Exposing Cancer Cells' Secret Aides to Spread Disease to Distant Sites


Graphic A shows that transgenic mice with increased expression of the oncogene c-Myc in the mammary gland have tumors with slight ability to spread to the lungs. Conversely, as shown in B, when both c-Myc and vascular endothelial growth factor (VEGF), a growth factor that promotes the formation of blood vessels within the tumor, are highly expressed in the mammary gland, dissemi-nation of tumor cells to the lung dramatically increases. One reason for this increase is that VEGF acts through both an autocrine signaling loop (where signaling molecules made by the tumor leave and return to activate the tumor cell) and a paracrine signaling loop (where signaling molecules made by the tumor leave and activate nearby stromal cells). These signals change the connective tissue surrounding tumor cells, triggering it to produce tenascin-C, a protein that serves as a scaf-fold for the tumor cells to migrate from the tumor to the lungs, thus causing metastasis.

Researchers are shedding new light on the way cancer spreads from the primary organ to distant sites in the body, a process called metastasis. The assault of metastatic tumors on vital organs too frequently results in death, and until recently, little was known about the molecular mechanisms governing this devastating phenomenon.

Metastasis is the primary cause of death in patients with breast cancer, resulting in more than 40,000 deaths in the United States each year. The most common regions of tumor spread in metastatic breast cancer include lung, liver, and bone. Treatment of metastatic disease normally focuses on the relief of symptoms and short-term survival, but there may now be cause for hope in inhibiting breast cancer lung metastasis.

A team of researchers, led by Jeffrey Green, M.D., of the NCI Laboratory of Cancer Biology and Genetics, and Michael Johnson, Ph.D., of the Lombardi Comprehensive Cancer Center at Georgetown University, has identified a potential target gene—tenascin-C (TNC)—for therapy against tumor metastasis to the lung. The team, whose findings were published online in the May 26, 2008, issue of the journal Oncogene, observed that overexpression of a cancer-related gene (oncogene) called c-Myc is associated with high rates of metastasis in breast cancer patients but not in experimental (i.e., transgenic) mice expressing the c-Myc gene. The researchers surmised that another protein called vascular endothelial growth factor (VEGF), which is involved in tumor blood vessel formation and is found in high levels in metastatic breast cancer patients, might be involved in metastasis. To test this hypothesis, the team generated transgenic mice expressing both c-Myc and VEGF, resulting in a high rate of lung metastasis in these mice. A cross-species comparison of breast cancer lung metastasis–related genes was conducted between these mice and humans to detect common target genes associated with metastasis. TNC was one of five genes identified. Because of its prior implications in tumor cell invasion and tissue remodeling, the researchers decided to further investigate the role of TNC in metastasis.

A functional analysis of the TNC gene in mice revealed its role in regulating the migration of tumor cells through the body and the formation of new tumor tissue—two fundamental steps in the metastatic process. The researchers also found that reduced expression of TNC resulted in a decrease in tumor growth, tumor relapse after surgical removal, and lung metastasis. A potential TNC-targeted therapy would entail blocking TNC-dependent signaling pathways and, consequently, cutting off one of the chains of command responsible for the hostile actions of metastatic tumor cells.

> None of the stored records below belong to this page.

PR #135, opened 2022-06-16
Test cleanup

dimalinux:
Primary changes are:
* Fixes race conditions in unit tests where tests in different packages were concurrently producing transactions with the same Ganache test key (most common error was a nonce mismatch).
* Fixes race conditions were unit tests were concurrently using monero-wallet-rpc services which can only have one wallet open at a time
* Fixes race conditions from different tests sharing the same test file names in `/tmp`
* Removes websocket connection leaks by closing the ganache connection when the test exits
* Provided a fixed path to the Monero install directory so numerous scripts will not need to be updated on every release
* `monerod` and `monero-wallet-rpc` now bind to `127.0.0.1` instead of `0.0.0.0` in the tests (ganache-cli already did this by default)
* Minor fixes for the lint target when GOPATH is not defined
* Renamed `install_lint.sh` to `install-lint.sh` to make the naming consistent with the other scripts

If you want anything done differently, additional changes, something reverted, smaller more targeted PRs or whatever, just let me know.

UPDATE:  Unit tests and integration tests are now working on my 12-core host. There are still some flaky tests that sometimes fail, but the problems are probably not related to tests running concurrently.


Makefile
```diff
@@ -1,8 +1,10 @@
 .PHONY: lint test install build build-dleq mock
 all: build-dleq install
 
+GOPATH ?= $(shell go env GOPATH)
```
dimalinux, line 4: This will only set the GOPATH if it was not already set

common/consts.go
```diff
@@ -10,9 +10,25 @@ const (
...
+	// (0) 0x4f3edf983ac636a65a842ce7c78d9aa706d3b113bce9c46f30d7d21715b23b1d
+	// (1) 0x6cbed15c793ce57650b9877cf6fa156fbef513c4e6134f022a85b1ffdd59b2a1
+	// (2) 0x6370fd033278c143179d81c5526140625662b8daa446c22ee2d73db3707e620c
+	// (3) 0x646f1ce2fdad0e6deeeb5c7e8e5543bdde65e86029e2fd9fc169899c440a7913
+	// (4) 0xadd53f9a7e588d003326d1cbf9e4a43c061aadd9bc938c843a79e7b4fd2ad743
+	// (5) 0x395df67f0c2d2d9fe1ad08d1bc8b6627011959b79c53d7dd6a3536a33ab8a4fd
+	// (6) 0xe485d098507f54e7733a205420dfddbe58db035fa577fc294ebd14db90767a52
+	// (7) 0xa453611d9419d0e56f499079478fd72c37b251a94bfde4d19872c44cf65386e3
+	// (8) 0x829e924fdf021ba3dbbc4225edfece9aca04b929d6e75613329ca6f1d31c0bb4
+	// (9) 0xb0057716d5917badaf911b193b12b910811c1497b5bada8d7711f758981c3773
```
dimalinux, line 24: I added all the keys in the comments, as new tests may require additional keys and it makes it more clear what the indices are.  I changed the `ganache-cli` invocations to use the long flag (`--deterministic`), because most daemons that take a `-d` or `-D` flag use it to mean `--detach` or `--daemonize` making the long form more clear in scripts.

I wanted to move the key constants to a *_test.go file, but they are used in the non-test swapd code.

protocol/backend/backend_test.go
```diff
@@ -14,19 +15,19 @@ import (
 	"github.com/stretchr/testify/require"
 )
 
-const defaultXMRTakerAddress = "0x90F8bf6A479f320ead074411a4B0e7944Ea8c9C1"
```
dimalinux, line 17: I updated the code below to derive this address. My thinking was that it was better to have all the Ganache key related values defined in one place.

scripts/install-lint.sh
```diff
@@ -0,0 +1,7 @@
+#!/bin/bash
+
+GOBIN="$(go env GOPATH)/bin"
```
dimalinux, line 3: I was hoping github would show the diff even though the file was renamed.  The command above works equally well for defaulted and custom GOPATH valus.

scripts/install-monero-linux.sh
```diff
@@ -1,9 +1,17 @@
 #!/bin/bash
 
-if [[ -d "./monero-x86_64-linux-gnu-v0.17.3.2" ]]; then 
-    echo "monero-x86_64-linux-gnu-v0.17.3.2 already installed"
+arch=linux64
+
+if [[ -d "monero-bin" ]]; then
+    echo "$(dirname $(realpath monero-bin)) already installed"
     exit 0
 fi
```
dimalinux, line 8: `monero-bin` is a symbol link.  All scripts now reference it instead of the arch/release dependent name.  In the test above, both the symbolic link and the directory it refers to must exist in order to take the early exit path (you can delete either one to update).

scripts/run-integration-tests.sh
```diff
@@ -1,31 +1,32 @@
...
+./monero-bin/monero-wallet-rpc --rpc-bind-ip 127.0.0.1 --rpc-bind-port 18084 --disable-rpc-login --wallet-dir ./alice-test-keys &> monero-wallet-cli-alice.log &
 MONERO_WALLET_CLI_ALICE_PID=$!
 
 # install ganache and run 
 echo "installing and starting ganache-cli..."
-if ! command -v golangci-lint &> /dev/null; then
-	npm i -g ganache-cli
+if ! command -v ganache-cli &> /dev/null; then
+	echo "Please install ganache-cli and place it in your path"
 fi
```
dimalinux, line 27: I made this same change in 3 different scripts.  The check was looking at `golangci-lint` instead of `ganache-cli` and the nmp install will fail unless you have write access to /usr/local/*.

Any opinion on how to better handle the error?  I could add an `exit` after the error message, but to we'd need start `ganache-cli` before any of the other daemons to make sure any started daemons get cleaned up.

scripts/run-unit-tests.sh
```diff
@@ -1,31 +1,32 @@
...
 
 echo "starting monero-wallet-rpc on port 18083..."
 mkdir bob-test-keys
-./monero-x86_64-linux-gnu-v0.17.3.2/monero-wallet-rpc --rpc-bind-port 18083 --disable-rpc-login --wallet-dir ./bob-test-keys &> monero-wallet-cli-bob.log &
+./monero-bin/monero-wallet-rpc --rpc-bind-ip 127.0.0.1 --rpc-bind-port 18083 --disable-rpc-login --wallet-dir ./bob-test-keys &> monero-wallet-cli-bob.log &
 MONERO_WALLET_CLI_BOB_PID=$!
 
 sleep 5
 curl http://localhost:18083/json_rpc -d '{"jsonrpc":"2.0","id":"0","method":"create_wallet","params":{"filename":"test-wallet","password":"","language":"English"}}' -H 'Content-Type: application/json'
+echo
```
dimalinux, line 16: The returned JSON isn't newline terminated, so I added an echo.  I didn't try passing `-w "\n" ` to `curl`, but that would probably work equally as well.

scripts/run-integration-tests.sh
noot: good catch! can you re-add the `npm i -g ganachi-cli` line? the CI now fails as it doesn't have ganache-cli installed. alternatively I think you can update the CI files to install ganache-cli there.

noot (commented):
looks good! only issue is CI failing due to ganache-cli not being run.

tests/alice.key
```diff
@@ -1 +0,0 @@
-b0d2d5dac3cc02d8db12e4a9703d6175cd4e9531027268b0566f50b85ca2e9410add5985d336d208fcb66c429f3abab7ae4d42f94714b54ea6fb8558d3a72df9
```
dimalinux, line 1: I removed this file from source control by accident.  Was it supposed to be here?  `*.key` is listed in the top-level `.gitignore`.

tests/ganache_test_keys.go
```diff
@@ -0,0 +1,103 @@
...
+	}
+	// returns the package and function name from the program counter
+	// example: "github.com/noot/atomic-swap/protocol/xmrtaker.newBackend"
+	packageName := minPackageName(t, runtime.FuncForPC(pc).Name())
+
+	for i, name := range testPackageNames {
+		if name == packageName {
+			return i * keysPerPackage
+		}
+	}
```
dimalinux, line 90: I'm not a huge fan of my own solution, but I couldn't come up with a simpler idea.  The original tests were written with the concept that they have access to 2 Ethereum test keys, so the best idea for how to update the code without modifying lots of tests that I don't fully understand yet, was to hand out each unique Go package 2 unique keys.

cmd/daemon/contract_test.go
```diff
@@ -13,15 +14,18 @@ import (
...
 func TestGetOrDeploySwapFactory(t *testing.T) {
-	pk, err := ethcrypto.HexToECDSA(common.DefaultPrivKeyXMRTaker)
+	pk, err := ethcrypto.HexToECDSA(tests.GetTakerTestKey(t))
 	require.NoError(t, err)
 
 	ec, err := ethclient.Dial(common.DefaultEthEndpoint)
 	require.NoError(t, err)
+	defer ec.Close()
+
+	tmpDir := t.TempDir()
```
dimalinux, line 24: The `TempDir()` function from `testing.T` creates a 2nd-level temporary directory in `/tmp` and removes it when the test is complete. The name includs the test name if you are ever debugging.

monero/client_test.go
```diff
@@ -51,13 +49,10 @@ func TestClient_Transfer(t *testing.T) {
 	kpABPub := mcrypto.SumSpendAndViewKeys(kpA.PublicKeyPair(), kpB.PublicKeyPair())
 	vkABPriv := mcrypto.SumPrivateViewKeys(kpA.ViewKey(), kpB.ViewKey())
 
-	r, err := rand.Int(rand.Reader, big.NewInt(10000))
-	require.NoError(t, err)
-
 	cXMRTaker := NewClient(common.DefaultXMRTakerMoneroEndpoint)
 
 	// generate view-only account for A+B
-	walletFP := fmt.Sprintf("test-wallet-%d", r)
```
dimalinux, line 60: @noot What does the `FP` in `walletFP` stand for?

monero/client_test.go
```diff
@@ -84,20 +79,20 @@ func TestClient_Transfer(t *testing.T) {
...
-	_ = cXMRTaker.callGenerateFromKeys(skAKPriv, vkABPriv, kpABPub.Address(common.Mainnet),
-		fmt.Sprintf("test-wallet-%d", r), "")
+	_ = cXMRTaker.callGenerateFromKeys(skAKPriv, vkABPriv, kpABPub.Address(common.Mainnet), walletFP, "")
 
 	err = cXMRTaker.refresh()
 	require.NoError(t, err)
 
 	balance, err = cXMRTaker.GetBalance(0)
 	require.NoError(t, err)
-	require.NotEqual(t, 0, balance.Balance)
```
dimalinux, line 100: I was surprised that this didn't give a mismatched types error.  I guess the test above always passes regardless of the value.  I created this example to understand it better and it passes:
```
func Test_FloatNotZero(t *testing.T) {
	var f = 0.0
	require.NotEqual(t, 0, f)
}
```

protocol/xmrmaker/swap_state_test.go
```diff
@@ -66,7 +62,7 @@ func newTestXMRMaker(t *testing.T) *Instance {
 		EthereumClient:       ec,
 		EthereumPrivateKey:   pk,
 		Environment:          common.Development,
-		ChainID:              big.NewInt(common.MainnetConfig.EthereumChainID),
```
dimalinux, line 69: The current version of `ganache` is just called `ganache` instead of `ganache-cli`.  @noot assuming you agree, I'll create a PR that puts us on the current version of ganache in a subsequent PR after the multi-core issues are all solved. The newer versions of ganache throw an error when the chain ID is incorrect.

scripts/run-integration-tests.sh
dimalinux: I added it back and I also added instructions to `docs/local.md` on how to set the install prefix to a directory that doesn't require root.  (For anyone else like myself that installed node with `snap` on Ubuntu.)

noot:
@dimalinux thanks so much for the work on this, apologies for the CI not running automatically. I've updated the settings so it should run automatically for you now.

docs/build.md
```diff
@@ -1,14 +1,13 @@
...
+1. Install Golang
 
-For Linux 64-bit:
+On Ubuntu, the easiest way to keep up-to-date with the latest stable version of
+Go is with snap:
 ```bash
-wget https://go.dev/dl/go1.18.linux-amd64.tar.gz
-rm -rf /usr/local/go && tar -C /usr/local -xzf go1.18.linux-amd64.tar.gz
-echo "export PATH=$PATH:/usr/local/go/bin" >> .profile
-source .profile
```
noot, line 10: can you leave the previous instructions as well? many users are anti-snap :P

docs/local.md
```diff
@@ -3,23 +3,29 @@
...
 
 #### Set up development environment
 
 Note: the `scripts/install-monero-linux.sh` script will download the monero binaries needed for you. You can also check out the `scripts/run-unit-tests.sh` script for the commands needed to setup the environment.
 
-Start ganache-cli with determinstic keys:
+Start ganache-cli with deterministic keys:
 ```bash
-ganache-cli -d
+ganache-cli --deterministic --accounts=20
```
noot, line 22: why do we need 20 accounts?

monero/client_test.go
noot: filepath!

monero/client_test.go
noot: interesting that it doesn't have a type error actually, good to know!

protocol/xmrmaker/swap_state_test.go
noot: sounds good!

protocol/xmrmaker/swap_state_test.go
```diff
@@ -46,11 +45,8 @@ var (
 	defaultTimeoutDuration, _ = time.ParseDuration("86400s") // 1 day = 60s * 60min * 24hr
 )
 
-func newTestXMRMaker(t *testing.T) *Instance {
-	pk, err := ethcrypto.HexToECDSA(common.DefaultPrivKeyXMRMaker)
-	require.NoError(t, err)
-
-	ec, err := ethclient.Dial(common.DefaultEthEndpoint)
```
noot, line 53: curious why you changed the ethclient to be an argument instead of creating it here? seems like basically every test case creates one now instead and passes it in

protocol/xmrtaker/net_test.go
```diff
@@ -1,18 +1,21 @@
...
+	"github.com/noot/atomic-swap/common"
 	"github.com/noot/atomic-swap/common/types"
 
+	"github.com/ethereum/go-ethereum/ethclient"
 	"github.com/stretchr/testify/require"
 )
 
-func newTestXMRTaker(t *testing.T) *Instance {
-	b := newBackend(t)
+func newTestXMRTaker(t *testing.T, ec *ethclient.Client) *Instance {
```
noot, line 14: same here!

protocol/xmrtaker/recovery_test.go
```diff
@@ -1,17 +1,19 @@
...
 	"github.com/noot/atomic-swap/common"
 
+	"github.com/ethereum/go-ethereum/ethclient"
 	"github.com/ethereum/go-ethereum/rpc"
 	"github.com/stretchr/testify/require"
 )
 
-func newTestRecoveryState(t *testing.T) *recoveryState {
-	s := newTestInstance(t)
+func newTestRecoveryState(t *testing.T, ec *ethclient.Client) *recoveryState {
```
noot, line 15: same here!

docs/local.md
noot: nevermind, the tests/ package explains it :)

noot (commented):
looks good and CI is passing! just have a few final comments/questions.

docs/build.md
dimalinux: @noot I'll put them back.  My concern with leaving them in, was that we'll need to update these instructions frequently if the release version is included. The URL we include has the `/usr/loca/go` instructions and it automatically gets updated on every new release.

protocol/xmrmaker/swap_state_test.go
dimalinux: The ethclient is creating a persistent websocket connection.  To get it properly closed by the unit tests even if there is an error, we need to have a `defer ec.close()` statement at a scope that is far enough out to not close the connection too early.

I thought about creating a test suite to reduce the boiler plate code for creating the connection, but decided that it would be too big of a change to take on in this PR.  I can do it in a future PR if you think it will make the code easier to maintain.

protocol/xmrtaker/net_test.go
dimalinux: See my reply on `newTestXMRMaker` above and let me know if you have an alternative solution.

protocol/xmrmaker/swap_state_test.go
noot: you can keep it in the `newTestXMRMaker` function and use `t.Cleanup()` within it to call `ec.Close()` when each unit test is done. that should have the same functionality I believe

protocol/xmrtaker/swap_state_test.go
```diff
@@ -308,7 +313,10 @@ func TestSwapState_NotifyClaimed(t *testing.T) {
 	require.NoError(t, err)
 
 	// mine some blocks to get xmr first
-	_ = maker.GenerateBlocks(xmrmakerAddr.Address, 60)
+	err = maker.GenerateBlocks(xmrmakerAddr.Address, 60)
+	require.NoError(t, err)
+	err = maker.Refresh()
```
dimalinux, line 318: After I switched the code to use dynamic `monero-wallet-rpc` instances, this test started failing with insufficient balance.  Before the change, the wallet would have had an existing balance created by other tests.  The change here that made the difference was the `Refresh`.  Mining 60 blocks works, but the wallet isn't syncing its balance often enough to know that its balance changed without the `Refresh`.  We probably need to audit the tests for every call to `GenerateBlocks` and see if a wallet refresh after it is warranted.  There are probably places in the tests that are mining more blocks than needed, because if you mine enough blocks the mining operation will overlap with a non-explicit wallet refresh.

TNC is just one gene involved in metastatic breast cancer. Thus, a more effective maneuver for countering metastasis would require targeting several gene pathways responsible for tumor invasion into other organs. Future research in the field of breast cancer metastasis will likely focus on further identification of metastatic genes and the development of a multi-target tactic for therapy. Such a treatment may be the weapon that metastatic breast cancer patients use to finally defeat this invasive disease.

Summary Posted: Fri, 08/01/2008

Reference

Calvo A, Catena R, Noble MS, Carbott D, Gil-Bazo I, Gonzalez-Moreno O, Huh J-I, Sharp R, Qiu T-H, Anver MR, Merlino G, Dickson RB, Johnson MD, Green JE. Identification of VEGF-regulated genes associated with increased lung metastatic potential: functional involvement of tenascin-C in tumor growth and lung metastasis.